Instructions to follow
Find each line in the records below that contains the word "merges", and copy it out.

Data for the task
PR #3735, opened 2026-07-16
fix(web): set the theme before first paint — kill the dark flash for light-theme users

marcodejongh:
## Summary

Final piece of the (now truncated) Velvet Send web epic: light-theme users currently get a full dark flash on every first paint because the saved colour preference lives in IndexedDB, which can't be read before paint, and SSR hardcodes `data-theme="dark"`.

- **Pre-paint init script** (`theme-init-script.ts`, a tested string constant injected inline into `<head>` in the root layout and the global-error boundary): reads a localStorage mirror of the preference, falls back to `prefers-color-scheme` — so **new users now follow their OS theme** instead of always getting dark. Try/catch-wrapped for privacy-mode storage throws; garbage values fall back sanely.
- **localStorage mirror** (`boardsesh:colorMode`): written alongside IndexedDB on toggle; the mount reconcile refreshes it for users whose preference predates the mirror. IndexedDB stays the source of truth. This is the second sanctioned localStorage exception — CLAUDE.md's storage bullet is updated.
- **Provider**: syncs React state from the pre-paint attribute immediately on mount (no more waiting on the IndexedDB round-trip), then lets IndexedDB win. The MUI ThemeProvider double-render is unchanged and accepted — CSS-var surfaces (page, chrome) are what flash today and they're now correct pre-paint.
- Playwright pins `colorScheme: 'dark'` so the new OS-preference fallback stays deterministic in screenshot runs.

Built and adversarially reviewed by paired Opus lanes (verdict: approve-with-nits, both nits resolved — one inert lint suppression fixed; the global-error page stays visually dark by its own hardcoded styles, the script there is forward-looking).

## Release Notes

- If you use light mode, the app no longer flashes dark while it loads.
- New here? The app now matches your device's light/dark setting from the first screen.

## Test plan

- [x] 8 new init-script unit tests (saved light/dark, OS fallback both ways, storage throws, garbage value, no matchMedia) — the tests evaluate the actual shipped script string
- [x] 3 new provider tests (attribute sync, dual-store toggle write, IndexedDB-wins reconcile + mirror refresh)
- [x] `vp test run` theme + providers: 106/106; `vp run typecheck:web` (incl. full next build prerender); `vp check` clean
- [ ] CI green


marcodejongh:
Review round 3 addressed in `26dafbefa`:

1. **`<body suppressHydrationWarning>` restored** — you're right, and review round 2 (which called the removal "correctly narrowed") was wrong: the suppression pre-dates this PR on `main` and exists for extension-injected body attributes. Restored with the reason as a comment so it doesn't get "cleaned up" again.
2. **One-time flash for saved-light users on OS-dark devices** — real and unavoidable (nothing pre-paint can read IndexedDB): documented at the mirror-seeding effect. It's a single load per user; every load after the seed is flash-free.
3. **Global-error dark styles** — acknowledged TODO stands; follow-up territory.
4. **CSP** — the comment in `theme-init-script.ts` flags exactly this; wiring a nonce belongs with whichever change introduces a main-route CSP.

PR #3736, opened 2026-07-16
fix(web): wire onlyBenchmarks (Classics Only) through both search paths

### LINKED ISSUE #2320: onlyClassics filter is a no-op in DB layer
## Problem

`onlyClassics` is declared as a filter on `ClimbSearchParams` (`packages/db/src/queries/climbs/types.ts:46`) and accepted by the web's `SearchRequest` (`packages/web/app/lib/types.ts:116`), but **`packages/db/src/queries/climbs/create-climb-filters.ts` never references it**. The web search drawer toggle (`accordion-search-form.tsx:303-304`) updates the URL param but produces no SQL change — flipping it on still returns every climb.

Discovered while planning mobile filter parity (#2319 — `onlyClassics` was deferred from that PR for this reason).

## Scope

- Define what "classics" means as a SQL predicate (likely `ascensionist_count >= N` AND `quality_average >= M`, matching the Aurora app's behaviour — verify by inspection).
- Implement it in `createClimbFilters` alongside `onlyTallClimbs` / `onlyWideClimbs`.
- Add a test in `packages/db/src/queries/climbs/__tests__/` confirming the predicate filters as expected.
- Add `onlyClassics: Boolean` to `ClimbSearchInput` in `packages/shared-schema/src/schema/climb.ts` and thread it through `searchClimbs` resolver (`packages/backend/src/graphql/resolvers/climbs/queries.ts`).
- Once shipped, add a `SwitchRow` for it in `packages/mobile/src/components/ClimbFilterSheet.tsx` (Quality section) and add the field to `ClimbFilterState` in `@boardsesh/climb-filters`.

## Out of scope

- Behavioural change for existing web users — the toggle has always been a no-op, so enabling it on the backend is a feature unlock not a regression.

### LINKED ISSUE #2499: Web: "Only classics" filter is a no-op (onlyClassics/onlyBenchmarks never applied at the DB layer)
## Summary

The web **"Only classics"** toggle fires analytics and writes to the URL but **does not actually filter results**. Verified against source while planning the mobile search redesign.

- `onlyClassics` is written to the URL and read back (`packages/web/app/lib/url-utils.ts`) and is present in `packages/db/src/queries/climbs/types.ts` (`onlyClassics?: boolean`), **but there is no branch for it** in `packages/db/src/queries/climbs/create-climb-filters.ts` — it is accepted and silently ignored.
- The GraphQL/DB layer instead exposes `onlyBenchmarks` (`packages/shared-schema/src/schema/climb.ts`, `types/climb.ts`, `packages/backend/src/validation/schemas/climbs.ts`), but **zero web source files use it**, and `create-climb-filters.ts` has no benchmark branch either.

Net: in the PostHog data, "Only classics" shows ~5.5% of searches, but that reflects **toggle taps, not result-changing filtering**. The analytics signal for this filter is misleading.

## Impact

- Users who toggle "Only classics" get unchanged results.
- The 5.5% usage stat overstates demand for benchmark/quality filtering.

## Fix options

1. Implement `onlyBenchmarks` end-to-end: add a branch in `create-climb-filters.ts` (e.g. `benchmark_difficulty IS NOT NULL`), map it through `ClimbSearchInput`, and wire the web toggle to `onlyBenchmarks` (retire the dead `onlyClassics` path).
2. Or remove the dead toggle if benchmark filtering isn't wanted on web.

## Context

Found during the mobile climb-search redesign (PR #2498). Per product decision, mobile builds a working benchmark filter independently in a later phase (P1); this issue tracks fixing the web path. Mobile P1 will add the `create-climb-filters.ts` `onlyBenchmarks` branch, which web can then consume.

marcodejongh:
## Summary

`onlyClassics` was a dead filter on web — `create-climb-filters.ts` never branched on it, and the web toggle only wrote it to the URL. PR #2500 (mobile filter parity) already implemented the real predicate under a different name, `onlyBenchmarks` (`benchmark_difficulty > 0`), and wired it through the GraphQL schema, backend validation, and mobile's `@boardsesh/climb-filters` — but touched zero files under `packages/web`, so web was left pointing at the old dead field. That mobile PR closed #2499 (the narrower "web no-op" issue); this PR closes the original, broader #2320 by finishing the web side.

- Renamed `onlyClassics` → `onlyBenchmarks` end-to-end on web (type, URL param, UI switch, active-filter chip, heatmap cache key, PostHog `Climb Search Performed` property) to match the vocabulary already shipped everywhere else.
- Wired both web fetch paths, which previously dropped the filter entirely regardless of name:
  - SSR (`search-climbs.ts`): `mapSearchInputToParams` only recognizes `onlyBenchmarks`, so the field had to exist on `SearchRequestPagination` to reach the DB at all.
  - Client GraphQL (`use-queue-data-fetching.tsx`): neither `baseInput` (search) nor the separate `countInput` (count query) mentioned the filter — added it to both.
- Added `onlyBenchmarks` to `buildClimbSearchParamsJson`, the SSR `unstable_cache` key. This was missing for `onlyClassics` too, but harmless while the filter was inert. Now that it changes results, an unkeyed toggle would let a cached result from one filter state leak into the other — this is the collision fix that makes the rest of the PR safe to ship.
- No per-board gating/hiding: queried the dev DB (`board_climb_stats`) and confirmed `benchmark_difficulty` is populated for every board except `touchstone` (0 rows there today) — kilter 634, tension 2807, moonboard 1698, decoy 571, grasshopper 78, soill 3. Mobile already ships this toggle unconditionally on the same data; web now matches. `touchstone` just returns 0 results, same as any other legitimately-empty filter combination.

**Analytics-schema note for @marcodejongh's dashboards:** the PostHog `Climb Search Performed` event property renames from `onlyClassics` to `onlyBenchmarks` as part of this change (it was tracking dead toggle taps under the old name — see #2499's "~5.5% of usage is dead toggle taps" finding). Any saved insight/dashboard filtering on `onlyClassics` needs to switch to `onlyBenchmarks` going forward; historical events keep the old property name.

Fixes #2320

## Release Notes

- "Classics Only" now actually filters your search to curator-flagged benchmark climbs, instead of doing nothing.

## Test plan

- [x] `vp check` — clean (0 errors; pre-existing unrelated warnings in files this PR doesn't touch)
- [x] `vp run typecheck` — clean
- [x] `vp run check:i18n` / `vp run check:i18n:orphans` — clean (no string changes)
- [x] `vp test run --project web` (all touched files run in isolation, since the full 5392-test suite is flaky under this environment's parallelism regardless of this diff — verified by re-running 4 of the "failed" files solo against this branch, all green, and confirming `packages/db`'s 3 pre-existing native-test-runner failures reproduce identically on unmodified `main`):
  - `url-utils.test.ts`, `search-summary-utils.test.ts`, `search-climbs.test.ts` (new `buildClimbSearchParamsJson` regression test pinning the cache-key fix) — 273/273
  - `use-queue-data-fetching.test.tsx` (new test asserting `onlyBenchmarks` reaches the GraphQL `input`, covering both the search and count query builders) — 14/14
  - Remaining 11 renamed-fixture files — 319/319
- [x] `packages/db` `onlyBenchmarks` predicate suite (native `tsx --test`, added in #2500) — unaffected, still green
- Skipped manual dev-server QA: another active session runs the dev stack from a sibling worktree, and a second `vp run dev` risks port/DB collisions. Coverage instead comes from the DB predicate (already tested in #2500) plus the new url-utils round-trip and `use-queue-data-fetching` `baseInput`/`countInput` assertions above, which pin both wire paths end to end.

**Post-merge verification (2 steps):**
1. On prod, toggle "Classics Only" on a Kilter or Tension board search and confirm the result count drops to the curated subset (and reverts when un-toggled).
2. Check PostHog: new `Climb Search Performed` events should carry `onlyBenchmarks` instead of `onlyClassics`.


marcodejongh:
Should we not also fix this in Mobile?

PR #3749, opened 2026-07-17
fix(db): make merged MoonBoard climbs addressable by problem id (2024 logbook import)

alexpooley:
## What's wrong

Importing a MoonBoard logbook is a key lookup:

```
your tick: "I climbed problem 509834"  →  compute a climb UUID  →  find that row in board_climbs
```

Boardsesh keys climbs by UUID, not by problem id, so the importer computes the UUID from the id:

```js
uuidv5("moonboard:509834:40")
```

That only finds the row if the row was stored under a UUID built from the same string. For **2016** it mostly is, so 2016 imports. For **2024** it isn't — the computed key hits nothing, and every 2024 tick drops as "unknown problem".

## Why 2024 is stored under a different key

The 2024 climbs were loaded twice, from two sources with different identifiers:

1. An **older** importer's source had no problem id, so it built the UUID from name + setter + holds → `7fc49fa0-…`
2. The **current** catalog importer *does* have the problem id, but when it found the same climb already present (matched by holds) it **reused the old UUID** instead of inserting a duplicate — deliberately, to keep existing ticks, share URLs and favourites pointing at the same climb.

Result: the climb lives under `7fc49fa0-…`, and nothing is stored under `uuidv5("moonboard:509834:40")`. The importer's computed key points nowhere.

Example: `birthday cake trail mix` (id 509834) → its 40° row is `7fc49fa0-…` = `uuidv5("moonboard:3:40:BIRTHDAY CAKE TRAIL MIX|Dana Rader|<holds>")`, not `uuidv5("moonboard:509834:40")`.

## The fix

Boardsesh already has a redirect table — `board_climb_aliases` (`alias_uuid → canonical_uuid`) — and the tick resolver already follows it. The importer just never wrote the redirect for the reused-UUID case (only a useless self-redirect). This PR writes it:

```js
// inside the importer's existing dedup step
if (idBasedUuid !== reusedUuid) {
  aliases.insert({ alias_uuid: idBasedUuid, canonical_uuid: reusedUuid });
}
```

- **No re-keying** — existing UUIDs, ticks and links stay put.
- **No resolver change** — it already follows aliases.
- **No schema change.**
- **Idempotent**, and written inside the existing dedup step, so it's self-healing on every future import.

## Verification (production board snapshot)

Simulated the real resolver over a complete 260-tick MoonBoard logbook (181 on 2016, 79 on 2024) against the live `board-snapshots` dataset:

| board | before | after |
|---|---|---|
| 2016 (181) | 181/181 | 181/181 |
| 2024 (79) | **0/79** | **79/79** |
| total | 181/260 | **260/260** |

## Rollout / backfill

The fix only helps once the redirects exist in prod. The redirect for a 2024 climb can't be reconstructed from the DB alone (no problem id is stored on those rows), so it's filled by re-running the importer against the current catalog — it replays the same dedup and inserts every missing redirect (idempotent):

```
DB_URL=<prod> vp run db:import-moonboard-catalog /path/to/app-catalog
```

## Release Notes

- Your MoonBoard 2024 logbook now imports — sends on the 2024 board match up instead of getting dropped as unknown problems.

## Test plan

- `vp run typecheck:db`, `vp run typecheck:backend` — clean
- `packages/db/scripts/moonboard-catalog-helpers.test.ts` (new `catalogAliasRows` case) — 15/15 pass locally
- New backend DB test `resolves a legacy (name-based) 2024 climb via its moonboard:{id}:40 alias` — mirrors the existing alias-resolution test; runs in CI (Docker Postgres unavailable in my local env)

### DIFF
--- a/packages/backend/src/__tests__/moonboard-import-service.test.ts
+++ b/packages/backend/src/__tests__/moonboard-import-service.test.ts
@@ -74,6 +74,17 @@ async function insertMoonBoardAlias(problemId: number, canonicalUuid: string): P
   `);
 }
 
+// The 2024-board fix: the catalog importer merges each problem onto its
+// pre-existing legacy (name-based) climb and records an alias keyed off the
+// stable problem-id UUID `moonboard:{id}:40` (the resolver's angle-suffixed
+// candidate), so the climb is addressable by problem id.
+async function insertMoonBoardAngleAlias(problemId: number, canonicalUuid: string): Promise<void> {
+  await db.execute(sql`
+    INSERT INTO board_climb_aliases (board_type, alias_uuid, canonical_uuid, source)
+    VALUES ('moonboard', ${uuidv5(`moonboard:${problemId}:40`, UUID_NAMESPACE)}, ${canonicalUuid}, 'moonboard-catalog-import')
+  `);
+}
+
 async function importedTicks(): Promise<ImportedTickRow[]> {
   return (await db.execute(sql`
     SELECT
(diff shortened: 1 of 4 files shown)


marcodejongh:
Ah cool I need to run:

```
DB_URL=<prod> vp run db:import-moonboard-catalog /path/to/app-catalog
```

When it merges, can do

Issue #3017, opened 2026-06-18
Consolidate preview/myclimb/litup by state left of climb name in play drawer


marcodejongh:
WE can use that spot for also swapping back to the current active queue item, and for showing the preview label too.

PR #4666, opened 2026-08-22
feat(mobile): wall-state pill + Put on the wall commit bar in the play drawer

marcodejongh:
## Summary

First slice of #4281 (browse without hijacking the wall) and the #3017 header-slot consolidation. Visual/chrome slice — the shared-session browse-by-default behaviour lands in the follow-up slice (A2).

**WallStatePill** — one tenant for the play drawer header's leading slot, answering "will my next swipe change the wall?" at a glance. Strict ladder keyed on displayed-equals-wall (never on who holds Bluetooth):

- **On the wall** — driver avatar in an amber-tinted capsule when the shown climb is the lit one. Absorbs `PlayDrawerOnWallBanner`; the lightbulb holder pip is suppressed exactly while the pill carries the face (`shouldShowHolderBadge`, contract pinned by test).
- **Live** — amber `WALL_LIVE_DOT_SIZE` dot + "Live" when the next navigation drives the wall.
- **Browsing** — accent-filled chip with the eye glyph, shown only when a browse latch *genuinely* keeps swipes view-only: the chrome derives from the same `swipeStaysViewOnly` predicate the swipe handlers use, so it can never promise more than the gesture keeps.
- Hidden in plain solo (no BLE, no session, no lit climb) — the header stays exactly as today in the most common state.

Tapping the pill opens a one-line explainer callout (Back to live / Browse from here, driver row with litAgo → profile), with a full a11y trap (modal container, initial focus, Android sibling hiding, hardware-back dismiss).

**Commit bar** — the old orange preview banner (hardcoded `systemOrange`, 4pt radius, sub-44pt text link) is deleted; while a preview is pinned, the action bar's secondary row swaps to **Back to live** + a filled **Put on the wall** button (which honestly falls back to "Set active" when no wall is reachable). Zero added height — the banner's removal returns ~32pt to board art in every preview flow. The commit affordance keys on the *pinned preview* while the browsing chrome keys on the *latch*, so a `lightOnSwipe`-on long-press Preview keeps its activation button without lying about its swipes.

**BrowseFrameOverlay** — four neutral viewfinder corner brackets over the board art while browsing (pointer-transparent, zero height).

Also: `onAccent` ink role added to `@boardsesh/velvet-tokens` (web theme now consumes it instead of a local literal); wall-state announcements move to a transition-keyed announcer so commits and Back to live still speak when the pill unmounts; `screenshotOpenPreview=1` / `screenshotOpenWallPreview=1` deep-link params make every pill state capturable on the emulator; new i18n keys ×4 locales per the glossaries (muro, allumer, Board beleuchten / An der Wand split per the German lighting rule), `playView.previewBadge` retired.

Design synthesized from a three-proposal / three-adversarial-judge panel run against the Velvet Send guidelines, then a two-lens Fable review of the implementation (all findings fixed, none rejected).

The `shouldArmBusyWallConfirm` predicate and four A2-only i18n keys land now (table-tested, `i18n-keep`-marked) so slice A2 wires straight into pinned contracts.

## Release Notes

- The play view now shows at a glance whether the climb on your screen is the one lit on the wall — a pill in the header reads "On the wall", "Live", or "Browsing".
- Previewing a climb got cleaner: a proper "Put on the wall" button replaces the old orange banner, and the board art gets the space back.

## Test plan

- [x] `vp run test:mobile` — 697 files / 6814 tests, 0 failures (includes 60+ new resolver/component/wiring tests: pill ladder tables, pip-suppression ⇔ contract, commit-label rule, latch-truthfulness agreement test against `getSwipeNavigationTarget`, announcer transition table)
- [x] `vp test run --project i18n` — catalog parity across all four locales
- [x] `vp check`
- [x] Android emulator screenshots (Material, dark): solo baseline, Browsing pill + viewfinder brackets, on-wall avatar pill — captured and shared with Marco (commit-row state verified by tests; visible on the pr-4666 OTA channel by previewing a non-current climb)
- [ ] Real-board pass (needs a wall): mirror/playback while previewing, BLE auto-send unchanged — `.boardsesh/qa-notes.md` § A1


marcodejongh:
Re the setSetting note: intentional, and confined to screenshot builds — the EXPO_PUBLIC_SCREENSHOT_MODE check is inlined per screenshot-mode.ts's dead-strip rule, so production bundles never contain the call. Within a screenshot session the persistence is the point (the browse chrome must reflect the same setting the swipe handlers read, and a transient override would need a parallel plumbing path just for captures). It does mean capture order matters on a warm emulator profile — live-state shots before preview shots — which the capture notes account for.

marcodejongh:
All three Codex findings are real — good catches. Back to draft until they're fixed on this branch:

- **P1 (playback BLE writer)**: confirmed — `useMobilePlayback` receives the displayed climb, so opening a settings-preview of an animatable climb with BLE connected writes the preview's frames to the wall while the pill says Browsing. This gating was scoped to the A2 slice, but the pill's whole premise is that it never lies, so it moves into this PR (mirror-toggle gating comes with it).
- **P2 (mirror not reset on Back to live)**: real asymmetry — the new exit path skips the `setIsMirrored(false)` reset every other navigation does.
- **P3 (TalkBack reaches below-fold behind the callout)**: real — the Android trap covers `firstScreenContent` but not the `DeferredSections` sibling.

Fixes land shortly (the A2 branch is mid-implementation in the same files; sequencing the A1 fix first, then rebasing A2).

marcodejongh:
All three findings fixed in 121d7ca71:

- **P1**: `useMobilePlayback` gains `suppressWallWrites` (passed `isPreview`) — preview playback animates on-screen only; the write loop is gated before the drain and resumes when the preview clears (hook test covers suppress → resume with the current frame). The mirror toggle gets the same `!isPreview` gate on its re-push.
- **P2**: `handleBackToLive` now resets `setIsMirrored(false)`, matching every other navigation path.
- **P3**: the below-fold `DeferredSections` sibling joins the callout's Android trap (`accessibilityElementsHidden` + `no-hide-descendants` while the callout is open).

Full mobile suite green (697 files / 6819 tests), typecheck + lint clean. Marking ready again once CI confirms.

marcodejongh:
Both P2s fixed in 2e05f7d9e: the below-fold wrapper goes `pointerEvents: none` while the callout is open (the peeking Logbook header was indeed tappable outside the scrim), and Back to live closes the callout explicitly instead of trusting the stale-state effect (previewing the committed climb itself changed neither dependency).

PR #4669, opened 2026-08-22
ci(web): actually run the REST-surface oracles on the PR that breaks them

marcodejongh:
## Summary

Follow-up to #4663. That PR added two oracles meant to keep the REST surface honest, but neither could ever be selected by CI on the pull request that would break them — and one of the four documents it de-staled kept a section pointing at a file it deleted.

**1. Both oracles were inert on PRs.** `test-default` runs `vp test run --changed "origin/$BASE_REF"` (ci.yml:604). `rest-surface-inventory.test.ts` imports nothing from the repo — it walks `app/api/**` with `readdirSync` — so Vitest's module graph never relates a route add or delete to it. `openapi-document.test.ts` is statically related to the *registry*, so `--changed` selects it when a registration changes, but not when only a route file moves, which is exactly the diff its new `never advertises a registered path whose route file is gone` check was written for.

Measured on the merged #4663 tree, working tree otherwise clean:

| probe | selected specs |
| --- | --- |
| add `app/api/internal/probe-route/route.ts` | `No test files found, exiting with code 0` |
| delete `app/api/og/setter/route.tsx` | `No test files found, exiting with code 0` |
| delete `app/api/v1/[board_name]/slugs/layout/[slug]` (OpenAPI-registered) | `No test files found, exiting with code 0` |
| control: append a comment to `app/lib/url-utils.ts` | 53 files, 731 tests |

The oracles themselves bite fine — force-selected, the third probe gives `× never advertises a registered path whose route file is gone`. It was CI's *selection* that was blind, so every guarantee in their docstrings only held post-merge on `main`.

The fix follows the pattern ci.yml already uses for its other fs-reading oracles (`deploy-config` at 479–513, `listing-guards` at 515–539): a small dedicated `rest-surface` job that is **not** `--changed`-filtered, gated on a `restSurface` path filter covering `packages/web/app/api/**`, `vercel.json`, `app/lib/api-docs/**`, and the specs themselves. `scripts/__tests__/ci-rest-surface-workflow.test.ts` pins that job's shape — the job runs it as its own second step, because a spec that reads `ci.yml` has the same blind spot one level up.

With the job in place, the same three probes red:

| probe | result |
| --- | --- |
| add a route file | `classifies every route file on disk`, `counts exactly the audited surface` |
| delete an unregistered route | `never classifies a route file that no longer exists`, `counts exactly the audited surface` |
| delete a registered route | those two plus `never advertises a registered path whose route file is gone` |

**2. The verdict taxonomy contradicted itself.** The docstring defines `keep-external` as a published surface with no in-repo runtime caller by design, naming "a Vercel cron target" as an example — yet all four cron targets shipped as `keep-caller`, leaving that clause with zero members. Grepping non-test, non-`.next` callers for `cleanup`, `prewarm-heatmap`, `profile-percentiles` and `refresh-sitemap-climbs` returns only `vercel.json`, their own route tests, and `docs/sitemap.md` — no in-repo runtime caller, which is the file's own definition of `keep-external`. Relabelled all four, and added a check that derives the expected set from `vercel.json` (treating `[param]` as a wildcard) rather than pinning literals, so a future mislabel isn't silent. Nothing asserted verdict *values* before this beyond the two pinned externals.

**3. `packages/backend/MIGRATION_PLAN.md` still documented the deleted parity suite.** Its `### Parity Tests` section told the reader to run `--config vitest.parity.config.ts` (deleted by #4663) and asserted the suite was excluded from CI via a `*parity*.test.ts` glob (removed from `packages/backend/vite.config.ts` by #4663). Replaced with a note saying it was removed and why.

Production targets: web/CI only. No mobile package, no `packages/shared/**`, no `bun.lock` — no native fingerprint change and no OTA.

Refs #4663, #1889, #4358.

## Release Notes

## Test plan

- `vp check` — format clean across all 4878 files. The three lint errors are the known local-install artefacts CI does not have (`@gorhom/bottom-sheet` ×2 from the nested `packages/mobile/web-runtime` install, `canvas` from moonboard-ocr); none of the changed files appear anywhere in the output.
- `vp run typecheck`, `vp test run --project web`, `--project scripts`, `--project i18n`, `vp run check:i18n`, `vp run check:i18n:orphans`.
- Mutation-tested the new cron oracle, four directions, each reverted from a pristine copy: relabel a cron route `keep-caller` → red; schedule a cron for a route that doesn't exist → red; schedule a cron for a real `keep-caller` route → red; empty the `crons` array → red.
- Mutation-tested `ci-rest-surface-workflow.test.ts`, seven directions: add `--changed` to the run step → red; drop `rootCi` from the gate → red; drop `packages/web/app/api/**` from the filter → red; drop the `restSurface` output line → red; drop `- rest-surface` from `ci-status` → red; drop the OpenAPI spec from the run line → red; drop the contract-spec step itself → red. The spec strips `#` comment lines first, so the job's own rationale can't satisfy an assertion.
- End-to-end: ran the exact command the new job runs against each of the three route probes above and confirmed it reds, then confirmed a clean tree is green.
- The job fails closed if either spec is renamed without updating the workflow: `vp test run --project web <missing path>` exits 1, it does not quietly run nothing.

### DIFF
--- a/.github/workflows/ci.yml
+++ b/.github/workflows/ci.yml
@@ -52,6 +52,15 @@ jobs:
       # `listing-guards` job (see below).
       storeMetadata: ${{ github.event_name != 'pull_request' && 'true' || steps.filter.outputs.storeMetadata }}
       mobileLocales: ${{ github.event_name != 'pull_request' && 'true' || steps.filter.outputs.mobileLocales }}
+      # The two REST-surface oracles walk packages/web/app/api/** and
+      # packages/web/vercel.json with readdirSync/readFileSync at run time, so
+      # Vitest's `--changed` module-graph analysis can never relate them to a
+      # diff that only adds or deletes a route file — the exact diff shape they
+      # exist to catch. Measured on #4663: adding app/api/internal/probe-route/
+      # route.ts, and separately deleting app/api/og/setter/route.tsx, each
+      # selected ZERO specs under `vp test run --project web --changed`. Gates
+      # the `rest-surface` job (see below).
+      restSurface: ${{ github.event_name != 'pull_request' && 'true' || steps.filter.outputs.restSurface }}
       # PR-only guard signal: did this PR edit the OTA-owned changelog data file?
       # Defaults false off PRs (the OTA bot legitimately rewrites it on push).
       changelogData: ${{ github.event_name == 'pull_request' && steps.filter.outputs.changelogData || 'false' }}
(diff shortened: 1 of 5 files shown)


marcodejongh:
On the catch-all note: a cron path pointing at a `[...slug]` route would fail the segment-length check, `routeKeyForCronPath` would return `undefined`, and the verdict becomes `no-route-file` — so the test reds rather than silently passing. That is the fail-closed direction, and the mutation probe for it (`schedule a cron for a route that doesn't exist`) already covers the same code path. Leaving the matcher as-is; a real catch-all cron would announce itself loudly.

Your response
+// The 2024-board fix: the catalog importer merges each problem onto its
When it merges, can do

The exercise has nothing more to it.